Between 1931 and 1933, the White Sea-Baltic Canal was constructed using forced labour. Casualties were extraordinarily high. On completion, it was found that the canal was too shallow to bear ships. Forced labour was supplied by the mouthy acronynm OGPUGULAG, or the White Sea-Baltic Corrective Labour Camp Directorate.
In Schastlivaya Moskva (Happy Moscow)—a work that remained unfinished, in the dark heat of 1932—we encounter Moscow, the embodiment of the Soviet ideal; hale, muscular and bold. But it is her fate to plummet; literally, from a plane, where she parachutes and joins the ranks of workers excavating the Moscow metro (literally, descending from the great heights of the revolution and into its bloody belly). Here she is comingled, fatally, with the chthonic “fact” of the earth; her leg crushed beneath a collapsing mound of stone and soil. Again, Platonov’s attentiveness to the pit - the sucking void which connects (a tunnel of misery) the graves of history with an empty and alien future. Architectures abound, albeit in the negative - the fringed: from the dark tunnels of the metro to the disordered outskirts of the city; a periphery filled with junk, “empty trousers”, “jackets without wearers”; and - finally - the cramped, depressive workers’ housing to which Moscow is confined, its pipes rocking and thudding with the collective effluvia of its inhabitants. For every marble-clad, radiant metro, for every parade ground and aerodrome, there is a world of waste, rot and decay.
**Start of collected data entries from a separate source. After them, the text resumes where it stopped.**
PR #566, opened 2026-04-27
[#565] Guard agent registration against AC startup race

### LINKED ISSUE #565: [bug] Server crashes on agent registration failure during first project setup
## Problem

On a fresh install (v1.12.0), adding the first project via the setup wizard causes the server to **crash** with an uncaught error:

```
Error: Failed to register head: register head: fetch failed
    at buildAgentArgs (server/index.js:401)
```

The entire Node process exits, killing all dashboard functionality. The user sees "Failed to fetch" across all panels, `[session closed: 1006]` on terminals, and must restart manually.

## Root Cause

**Race condition:** The setup wizard triggers agent spawn before AgentChattr has finished starting. AC needs time to install (git clone + venv + pip install), bind its port, and become ready. The agent registration fetch to AC fails because AC isn't listening yet, and **line 401 throws a fatal error** instead of handling the failure gracefully.

```js
// server/index.js:400-401
if (!registration) {
  throw new Error(`Failed to register ${agentId}: ${registerAgent.lastError}`);
}
```

This `throw` is inside `buildAgentArgs()` which is called from `spawnAgentPty()` which is called from the WebSocket handler — none of which catch this error. It becomes an unhandled rejection and crashes Node.

## Fix

1. **Don't crash on registration failure.** Replace the `throw` with a graceful fallback — log a warning and spawn the agent without MCP/AC registration. The agent can still work (just without chat integration until AC comes up).

2. **Add retry logic.** Before giving up on registration, retry a few times with backoff (e.g. 3 attempts, 2s apart) to wait for AC to finish starting.

3. **Ensure AC is ready before spawning agents.** The setup flow should wait for AC's port to be reachable before attempting agent registration. A simple TCP probe loop (like the existing AC health monitor) would work.

## Reproduction

1. Fresh machine with Node 20+, Python 3.10+, gh CLI
2. `npx quadwork`
3. Complete setup wizard (connect repo, pick models, create workspaces)
4. Click "Start" or let auto-start trigger → server crashes

## Acceptance Criteria

- [ ] Server does NOT crash when AC registration fails
- [ ] Agent spawn degrades gracefully (works without AC registration)
- [ ] Registration is retried with backoff before giving up
- [ ] First project setup on a fresh install completes without errors
- [ ] Existing behavior for already-configured projects is unchanged

realproject7:
## Summary

- **Server no longer crashes** when AgentChattr registration fails during first project setup
- Extended AC readiness probe from 10s → 30s to cover first-install (clone + venv + pip) scenario; early-returns without registration if AC never becomes reachable
- Added `registerAgentWithRetry` (3 attempts, exponential backoff at 2s/4s) so transient AC startup delays are tolerated
- Moved `buildAgentArgs` inside `spawnAgentPty`'s try-catch as a safety net against any unexpected errors
- Agents spawned without registration still work — they just lack chat integration until the AC health monitor recovers them

## Test plan

- [ ] Fresh install: `npx quadwork` → complete setup wizard → start agents → server stays up, agents spawn (without chat until AC is ready)
- [ ] Existing project: restart server → agents register normally with AC, chat works immediately
- [ ] Kill AC process mid-run → agents continue running, health monitor restarts AC, agents recover chat

Fixes #565

### DIFF
--- a/server/agentchattr-registry.js
+++ b/server/agentchattr-registry.js
@@ -162,9 +162,26 @@ function stopHeartbeat(handle) {
   if (handle) clearInterval(handle);
 }
 
+/**
+ * Register an agent with retries and exponential backoff.
+ * Returns {name, token, slot} on success, null after all attempts fail.
+ * Uses registerAgent internally so registerAgent.lastError is populated.
+ */
+async function registerAgentWithRetry(serverPort, base, label = null, { force = false, attempts = 3, delayMs = 2000 } = {}) {
+  for (let i = 0; i < attempts; i++) {
+    const result = await registerAgent(serverPort, base, label, { force });
+    if (result) return result;
+    if (i < attempts - 1) {
+      await new Promise((res) => setTimeout(res, delayMs * Math.pow(2, i)));
+    }
+  }
+  return null;
+}
+
 module.exports = {
   waitForAgentChattrReady,
   registerAgent,
+  registerAgentWithRetry,
   deregisterAgent,
   startHeartbeat,
   stopHeartbeat,
--- a/server/index.js
+++ b/server/index.js
@@ -13,7 +13,7 @@ const {
   patchAgentchattrConfigForTelegramBridge,
   projectAgentchattrConfigPath,
 } = routes;
-const { waitForAgentChattrReady, registerAgent, deregisterAgent, startHeartbeat, stopHeartbeat } = require("./agentchattr-registry");
+const { waitForAgentChattrReady, registerAgent, registerAgentWithRetry, deregisterAgent, startHeartbeat, stopHeartbeat } = require("./agentchattr-registry");
 const { patchAgentchattrCss } = require("./install-agentchattr");
 const { startQueueWatcher, stopQueueWatcher } = require("./queue-watcher");
 
@@ -356,7 +356,13 @@ async function buildAgentArgs(projectId, agentId) {
       // write that into the per-agent MCP config file.
       const chattrInfo = resolveProjectChattr(projectId);
       acServerPort = Number(new URL(chattrInfo.url).port) || 8300;
-      await waitForAgentChattrReady(acServerPort);
+      // #565: extend timeout to 30s — first setup may need AC to install
+      // (git clone + venv + pip install) before it can bind a port.
+      const acReady = await waitForAgentChattrReady(acServerPort, 30000);
+      if (!acReady) {
+        console.warn(`[#565] Agent ${agentId}: AC not reachable on port ${acServerPort} after 30s. Spawning without chat integration.`);
+        return { args, acRegistrationName: null, acServerPort: null, acRegistrationToken: null, acInjectMode: null, acMcpHttpPort: mcpHttpPort || null };
+      }
       // #242: best-effort deregister any stale registration of the
       // canonical name (left over by a crashed previous QuadWork
       // session) so the fresh register lands at slot 1 instead of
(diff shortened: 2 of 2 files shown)


realproject7 (commented):
**re2 review — approve**

Clean three-layer fix that matches #565 requirements:

1. **`registerAgentWithRetry`** — straightforward retry wrapper with exponential backoff. Uses `registerAgent` internally so `lastError` is correctly populated from the final attempt.

2. **`waitForAgentChattrReady(port, 30000)`** — the function already accepts `timeoutMs` (default 10s) and returns a boolean, so the 30s override and boolean check are correct. Both `mcp_config` and `proxy_flag` branches get the same treatment.

3. **`buildAgentArgs` moved inside try-catch** — prevents unhandled rejections from crashing the Node process. `built` is only referenced inside the try block, so no scope leak.

Early-return shape `{ args, acRegistrationName: null, ... }` matches the normal return at line 414 — all consumer fields present.

No concerns.

project7-interns (changes requested):
## Verdict: REQUEST CHANGES

### Summary
The crash is fixed, but the new fallback path leaves agents permanently detached from AgentChattr when AC becomes ready after the 30s probe window. That violates the intended graceful-degradation behavior described in the issue and PR summary.

### Findings
- [high] Fallback to "spawn without chat integration" never recovers once AC finishes starting after the initial 30s wait.
  - File: `server/index.js:364`
  - Suggestion: Preserve enough AC session metadata to retry registration later, or schedule a post-spawn re-registration/reset once AC becomes reachable, instead of returning with all AC fields nulled out.

The same issue exists in the parallel `proxy_flag` branch at `server/index.js:402`. After either early return, the spawned session has `acRegistrationName/acServerPort/acRegistrationToken` set to `null`, so the later heartbeat and queue-watcher setup guarded at `server/index.js:597` and `server/index.js:616` never start. That means an agent started during first-install AC warm-up will keep running without chat for the rest of its lifetime unless something external triggers a full agent reset.

### Decision
Requesting changes because this misses the acceptance criterion that first-setup agents should degrade gracefully while AC is still starting, then recover normally once AC is available.

realproject7 (commented):
**re2 re-review — approve**

RE1's finding was valid — my initial review missed the permanent chat loss. The fix addresses it well:

1. **Early-return now preserves `acServerPort` and `acInjectMode`** — both `mcp_config` and `proxy_flag` branches pass these through instead of nulling them, giving the deferred recovery the context it needs.

2. **Deferred recovery guard** (`!session.acRegistrationName && session.acServerPort && session.acInjectMode`) fires only for agents that spawned without registration. Correct.

3. **Reuses `recoverFrom409`** — already handles deregister-stale → re-register → update session fields. No duplicate logic.

4. **Safety checks**: `!session.term` bail-out prevents recovery on exited agents (term set to null in `onExit` at line 619). `recoverFrom409` also guards on `!session.acServerPort` internally.

5. **Heartbeat + queue watcher** started only if recovery succeeds and handles aren't already set — no double-start risk.

6. **Fire-and-forget with `.catch(() => {})`** — appropriate since the health monitor is a second safety net.

No concerns on the updated diff.

project7-interns (changes requested):
## Verdict: REQUEST CHANGES

### Summary
The deferred recovery closes the earlier gap in session state, but it still does not restore chat for agents that were originally spawned without MCP injection flags.

### Findings
- [high] Deferred registration cannot recover chat for already-running `flag` / `proxy_flag` agents because the original spawn omitted the MCP CLI args.
  - File: `server/index.js:364`
  - Suggestion: If you want post-spawn recovery for agents started before AC is ready, you need to restart the agent once registration succeeds, or always spawn with a stable MCP transport that can be activated later without changing the process argv.

When `buildAgentArgs()` returns early in the `flag` branch, it returns `args` without pushing `--mcp-config` (`server/index.js:364`). The same happens in the `proxy_flag` branch without pushing `-c mcp_servers.agentchattr.url=...` (`server/index.js:405`). The new deferred path at `server/index.js:640-680` later calls `recoverFrom409()`, which only writes the MCP config file or updates the proxy token in place (`server/index.js:514-519`). That is not enough for an already-running agent process that never received the original MCP flag or proxy URL on startup. So the server no longer crashes, but the chat integration still won't actually attach for those running agents after deferred registration succeeds.

### Decision
Requesting changes because the new recovery path still doesn't meet the intended graceful-recovery behavior for agents started before AgentChattr is ready.

realproject7 (commented):
**re2 re-review (v3) — approve**

Much cleaner approach. Since MCP CLI args (`--mcp-config` / `-c mcp_servers...`) can only be set at process launch, the restart strategy is the correct fix — no partial recovery needed.

Verified:
1. **No infinite recursion** — after `stopAgentSession` + `spawnAgentPty`, the respawned agent hits `waitForAgentChattrReady` which should succeed (we just confirmed AC is up). Registration succeeds → `acRegistrationName` is set → deferred restart guard doesn't trigger again.
2. **`stopAgentSession`** does full cleanup (kill term, close WS, stop heartbeat, deregister) before respawn — no leaked resources.
3. **Guard checks** are correct: `!current.term || current.state !== 'running'` prevents restart of manually stopped agents.
4. **Fire-and-forget with `.catch(() => {})`** — appropriate for best-effort background work.

The only theoretical edge case is AC going down between the deferred wait and the respawned `buildAgentArgs`, which would trigger another deferred restart cycle — but this is bounded by AC stability and the manual-stop guard. Not a practical concern.

No issues.

project7-interns (approved):
## Verdict: APPROVE

### Summary
The v3 change fixes the remaining recovery gap cleanly. Agents that start before AgentChattr is ready now restart once AC becomes reachable, so they relaunch with the required MCP CLI flags instead of trying to retrofit chat onto an already-running process.

### Findings
- None.

### Decision
Approving because the server crash is prevented, registration is retried with backoff, and the delayed-AC path now recovers using a restart that correctly rebuilds argv with MCP integration.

The Moscow Metro under construction, 1931 - 35
In 1934, Platonov was sent as part of a brigade of writers to Turkmenistan - to report on the progress of Sovietization. Aside from his “official” notebooks, there is Dzhan (Soul), perhaps his most mystical and obscure novella. Here, the body is at its lowest ebb; where characters - in the midst of this vast and stony desert - appease their hunger with blades of grass, and drink the scant dew in handfuls of sand. Chagataev, the missionary-like character who comes to build “a happy world of bliss” in this place, fails in this mission; for it has no substance - an anti-architecture of dunes, rock, dead grass and dry earth. In this “blasted” landscape, the small huts they prepare - the “foundations” of the “world of bliss” - become graves, and places of existential agony and longing.
In the 1930s, the Soviets employed local women to put poison in rodent burrowsN. D. MITROFANOV / NATURAL NIDALITY OF TRANSMISSIBLE DISEASES / UNIVERSITY OF ILLINOIS PRESS
Architecture is the coalescing of energies, trajectories and accelerations. Each built thing takes away and gives back, though rarely with a proportional and satisfying balance. Maybe this is what applied Platonovism might look like; a cautious reminder to build for the soul.